Reflexioné sobre cómo responder durante un tiempo. Mi tío, hasta donde podía yo comprobar, se había exculpado a sí mismo de todo mal en el asunto de la conspiración en torno a la muerte de mi padre. No se había exculpado del todo en el asunto de la fortuna de Miriam, así que le presioné.

—Pongamos que acepto su oferta, tío, y que me caso con Miriam. ¿Qué ocurriría si algo me sucediese? ¿Qué sería de Miriam?

Mi tío reunió fuerzas para responder. No era más que una pregunta, pero le hizo acordarse de la pérdida de su hijo. Quizá había sido un error por mi parte siquiera sugerir tal cosa.

—Comprendo por qué puede preocuparte eso. Es perfectamente lógico que pienses en esas cosas, pero Miriam siempre ha sido bienvenida en mi casa.

—¿No debiera ella ser independiente? ¿Y qué hay de usted? Si usted perdiera un barco cargado de mercancía, eso sería sin duda desastroso para sus finanzas.

—Sería desastroso en muchos aspectos, pero no para mis finanzas. Siempre aseguro mis barcos contra posibles daños, de modo que en caso de producirse una tragedia, por mucho que uno sufra, no sufre la ruina.
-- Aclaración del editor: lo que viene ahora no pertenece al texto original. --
Issue #2336, opened 2021-01-06
Signal Translation Proprosal


djaglowski:
**Is your feature request related to a problem? Please describe.**
It is sometimes necessary to convert signals from one signal type to another. Signal translations may be direct one-to-one operations, or may include derivative signals such as counts, aggregations, summarizations, etc. A specific example can be seen in contrib [#403](https://github.com/open-telemetry/opentelemetry-collector-contrib/issues/403).

The OpenTelemetry Collector does not currently have a standard mechanism to support such use cases.

**Describe the solution you'd like**

Introduce a new component type, tentatively called `connectors`, which would serve the following purposes:
- Act as a formal point of translation from one signal type to another
- Avoid introducing to the pipeline any additional fan-out points
- Formalize the linking together of multiple pipelines

![image](https://user-images.githubusercontent.com/5255616/103781784-c6c7b480-5004-11eb-95ff-6659b6a58006.png)

## Rationale

First, consider that exporters may be thought of as a natural point of connection between pipelines, particularly when it comes to translation from one signal type to another. After all, exporters are fundamentally concerned with translating OTLP formatted signals to any arbitrary output format. This output format could just as well be another OTLP signal type, which could then be sent to an OTLP receiver.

Puso el vaso de vino sobre la mesa.

—Quieres saber lo que le ocurrió a la fortuna de Miriam —había una frialdad en su voz que yo no había oído desde que él y yo comenzamos esta investigación—. Quieres saber cuántas monedas podrás meterte en el bolsillo en caso de casarte con ella.

—No —repuse deprisa—. No me ha comprendido. Disculpe que no haya tenido para con usted la cortesía de ser más directo. Deseo saber qué le ocurrió al dinero de Miriam por ella, no por mí.

—¿Por ella? —preguntó—. Pues lo tengo yo. Será suyo de nuevo en cuanto vuelva a casarse.

—¿Y en caso de que no lo haga?

Él se rió.

—Entonces, se lo guardaré mientras viva en mi casa. Si sigue soltera en el momento de mi muerte, lo he dispuesto para que se constituya un fideicomiso.

—¿Pero por qué no se lo da a ella? —le pregunté.

Sacudió la cabeza.

—El dinero ya no es realmente suyo, excepto en espíritu. Aaron lo invirtió en el comercio, y cuando su barco se perdió, recibí el pago de la aseguradora. Se hace tan difícil saber qué dinero pertenece a quién. Pero a Miriam nunca le faltará de nada mientras permanezca bajo mi protección o se case con un hombre a quien yo apruebe.

—¿Y qué sucede si ella no desea su protección —continué— o desea casarse con un hombre a quien usted no aprueba?

—¿Piensas que he sido siniestro, Benjamin? ¿Que he estafado a la mujer de mi propio hijo por unos pocos miles de libras?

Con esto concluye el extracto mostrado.